(Stored data)
▶

PR #9412, opened 2026-09-22
chore(mcp): send anonymous, opt-out usage telemetry from the local server

joakbjerk:
Local MCP server telemetry to match what the web MCP Lambda already tracks, so we can see which tools, components and docs areas are actually used and prioritize accordingly. Anonymous and opt-out (`EUFEMIA_MCP_TELEMETRY=0`); sends to the ingest route from #9406.


langz (approved):
Read through it — the shape is right and the fire-and-forget path is properly defensive. Four things I'd like sorted before this goes in.

### The component regex drops the only form that resolves for multi-word components

```ts
const COMPONENT_SEGMENT = /^[A-Z][A-Za-z0-9]*$/
```

For a plain name, `conventionalDocPath` builds exactly one candidate — `` `/uilib/components/${normalizeName(name)}.md` `` (`mcp-docs-server.ts:224`) — and `normalizeName` lowercases. The docs are kebab-case (`info-card.md`, `global-status.md`, `input-masked.md`), so the input that actually resolves is `info-card`; `InfoCard` maps to `infocard.md`, which doesn't exist. Dot notation is case-insensitive too — there's an existing test asserting `componentFind({ name: 'field.address' })` resolves (`mcp-docs-server.test.ts:741`).

None of those pass the regex, so every successful multi-word lookup degrades to a tool count and what survives is single-word PascalCase: `Button`, `Input`, `Slider`. That's the headline metric of this PR quietly losing most of its rows.

The ingest validator in #9406 already handles it, with a comment saying the hyphenated doc-file form must validate:

```ts
const COMPONENT_SEGMENT = /^[A-Za-z][A-Za-z0-9-]*$/
function normalizeComponent(value: string): string {
  return value.trim().toLowerCase()
}
```

The two are meant to be kept in sync — worth matching the ingest side here.

### `path` isn't a closed vocabulary

`docs_read`'s `path` and `docs_list`'s `prefix` are free-form `z.string()` supplied by the calling model, and `isValidPath` only checks length, `..` and a charset. `/some-client-project-name` passes and goes out verbatim. `track` also doesn't await `run()`, so a path that doesn't exist in the docs at all is still reported.

That sits badly against what we state — "Only a closed, public vocabulary leaves the machine" and "no free text are ever sent". `getMarkdownFilesCached` is right there: either gate the path on a real doc, or send only the leading area segment (`/uilib/components/`), which is all "which documentation areas are most used" actually needs.

### "No ... IP address ... are ever sent"

From `tools.mdx`. Every POST discloses the client IP to the edge — unavoidable in HTTP. #9406 doesn't store it, and that's the real guarantee, so this should say *not collected* / *not stored*. Worth getting exact, since it's a public promise on the portal about traffic from people's own machines.

Related: for an opt-out default the only signal is a stderr line, which most MCP clients never surface. Since this ships inside a public npm package, I'd want privacy to have looked at the default before release rather than after. (The README says the notice prints "on first run" — `noticePrinted` is module-level, so it's once per process, i.e. every server start.)

### The endpoint doesn't exist yet

#9406 is still open and carries the route plus the Glue columns:

```hcl
route_key = "POST /collect-local-mcp-usage"
```

So this needs #9406 merged, `terraform apply` run, and Akamai injecting `X-Edge-Auth` for the new path — otherwise every tool call beacons into a 403/404. Silent, but let's not release it that way.

Approving so it isn't blocked on me, but I'd like the first two fixed before merge.

packages/dnb-design-system-portal/src/docs/uilib/usage/first-steps/tools.mdx
```diff
@@ -108,10 +108,34 @@ raicode mcp add --transport stdio eufemia -- node node_modules/@dnb/eufemia/mcp/
 ### How to use
 
 - The MCP server helps AI apply Eufemia patterns more accurately in code, but results can still be imperfect. So always review the output carefully!
-- The MCP server provides documentation context only; it does not execute code or access the network.
+- The MCP server provides documentation context only; it does not execute code. It sends anonymous, opt-out usage statistics (see [Telemetry](#telemetry) below) but never reads your code, files or search queries.
```
tujoworker: I don't think we need to mention that here. Its not related to the item topic and the "How to use" section.

joakbjerk:
Pushed fixes for the review feedback:

- **Component matching** (blocking, per @langz): `component` now validates with `/^[A-Za-z][A-Za-z0-9-]*$/` + lowercase normalization, matching what the docs server actually resolves (hyphenated and case-insensitive lookups like `info-card`, `field.address`). (913b9d2)
- **`path` as a closed vocabulary** (blocking, per @langz): a `path`/`prefix` is now gated against `computeKnownAreas()` — the set of doc areas computed once from the server's own docs — so anything outside the real docs is dropped entirely instead of just narrowed. (52a7fb9)
- **Wording accuracy** (per @langz): corrected "no IP ... ever sent" to reflect that IP is disclosed at the HTTP layer like any request but isn't stored, and "on first run" → "once per server start" to match the actual guard. (913b9d2)
- **Doc placement** (per @tujoworker): dropped the telemetry mention from "How to use" and moved the "documentation context only, no code execution" scope note to a standalone line under the top-level heading, since it applies to both the hosted and local server. (cf48af3)

tujoworker (approved):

◀

Each record, from first to last, should be returned verbatim.

# Solution below
PR #9412, opened 2026-09-22
chore(mcp): send anonymous, opt-out usage telemetry from the local server

joakbjerk:
Local MCP server telemetry to match what the web MCP Lambda already tracks, so we can see which tools, components and docs areas are actually used and prioritize accordingly. Anonymous and opt-out (`EUFEMIA_MCP_TELEMETRY=0`); sends to the ingest route from #9406.


langz (approved):
Read through it — the shape is right and the fire-and-forget path is properly defensive. Four things I'd like sorted before this goes in.

### The component regex drops the only form that resolves for multi-word components

```ts
const COMPONENT_SEGMENT = /^[A-Z][A-Za-z0-9]*$/
```

For a plain name, `conventionalDocPath` builds exactly one candidate — `` `/uilib/components/${normalizeName(name)}.md` `` (`mcp-docs-server.ts:224`) — and `normalizeName` lowercases. The docs are kebab-case (`info-card.md`, `global-status.md`, `input-masked.md`), so the input that actually resolves is `info-card`; `InfoCard` maps to `infocard.md`, which doesn't exist. Dot notation is case-insensitive too — there's an existing test asserting `componentFind({ name: 'field.address' })` resolves (`mcp-docs-server.test.ts:741`).

None of those pass the regex, so every successful multi-word lookup degrades to a tool count and what survives is single-word PascalCase: `Button`, `Input`, `Slider`. That's the headline metric of this PR quietly losing most of its rows.

The ingest validator in #9406 already handles it, with a comment saying the hyphenated doc-file form must validate:

```ts
const COMPONENT_SEGMENT = /^[A-Za-z][A-Za-z0-9-]*$/
function normalizeComponent(value: string): string {
  return value.trim().toLowerCase()
}
```

The two are meant to be kept in sync — worth matching the ingest side here.

### `path` isn't a closed vocabulary

`docs_read`'s `path` and `docs_list`'s `prefix` are free-form `z.string()` supplied by the calling model, and `isValidPath` only checks length, `..` and a charset. `/some-client-project-name` passes and goes out verbatim. `track` also doesn't await `run()`, so a path that doesn't exist in the docs at all is still reported.

That sits badly against what we state — "Only a closed, public vocabulary leaves the machine" and "no free text are ever sent". `getMarkdownFilesCached` is right there: either gate the path on a real doc, or send only the leading area segment (`/uilib/components/`), which is all "which documentation areas are most used" actually needs.

### "No ... IP address ... are ever sent"

From `tools.mdx`. Every POST discloses the client IP to the edge — unavoidable in HTTP. #9406 doesn't store it, and that's the real guarantee, so this should say *not collected* / *not stored*. Worth getting exact, since it's a public promise on the portal about traffic from people's own machines.

Related: for an opt-out default the only signal is a stderr line, which most MCP clients never surface. Since this ships inside a public npm package, I'd want privacy to have looked at the default before release rather than after. (The README says the notice prints "on first run" — `noticePrinted` is module-level, so it's once per process, i.e. every server start.)

### The endpoint doesn't exist yet

#9406 is still open and carries the route plus the Glue columns:

```hcl
route_key = "POST /collect-local-mcp-usage"
```

So this needs #9406 merged, `terraform apply` run, and Akamai injecting `X-Edge-Auth` for the new path — otherwise every tool call beacons into a 403/404. Silent, but let's not release it that way.

Approving so it isn't blocked on me, but I'd like the first two fixed before merge.

packages/dnb-design-system-portal/src/docs/uilib/usage/first-steps/tools.mdx
```diff
@@ -108,10 +108,34 @@ raicode mcp add --transport stdio eufemia -- node node_modules/@dnb/eufemia/mcp/
 ### How to use
 
 - The MCP server helps AI apply Eufemia patterns more accurately in code, but results can still be imperfect. So always review the output carefully!
-- The MCP server provides documentation context only; it does not execute code or access the network.
+- The MCP server provides documentation context only; it does not execute code. It sends anonymous, opt-out usage statistics (see [Telemetry](#telemetry) below) but never reads your code, files or search queries.
```
tujoworker: I don't think we need to mention that here. Its not related to the item topic and the "How to use" section.

joakbjerk:
Pushed fixes for the review feedback:

- **Component matching** (blocking, per @langz): `component` now validates with `/^[A-Za-z][A-Za-z0-9-]*$/` + lowercase normalization, matching what the docs server actually resolves (hyphenated and case-insensitive lookups like `info-card`, `field.address`). (913b9d2)
- **`path` as a closed vocabulary** (blocking, per @langz): a `path`/`prefix` is now gated against `computeKnownAreas()` — the set of doc areas computed once from the server's own docs — so anything outside the real docs is dropped entirely instead of just narrowed. (52a7fb9)
- **Wording accuracy** (per @langz): corrected "no IP ... ever sent" to reflect that IP is disclosed at the HTTP layer like any request but isn't stored, and "on first run" → "once per server start" to match the actual guard. (913b9d2)
- **Doc placement** (per @tujoworker): dropped the telemetry mention from "How to use" and moved the "documentation context only, no code execution" scope note to a standalone line under the top-level heading, since it applies to both the hosted and local server. (cf48af3)

tujoworker (approved):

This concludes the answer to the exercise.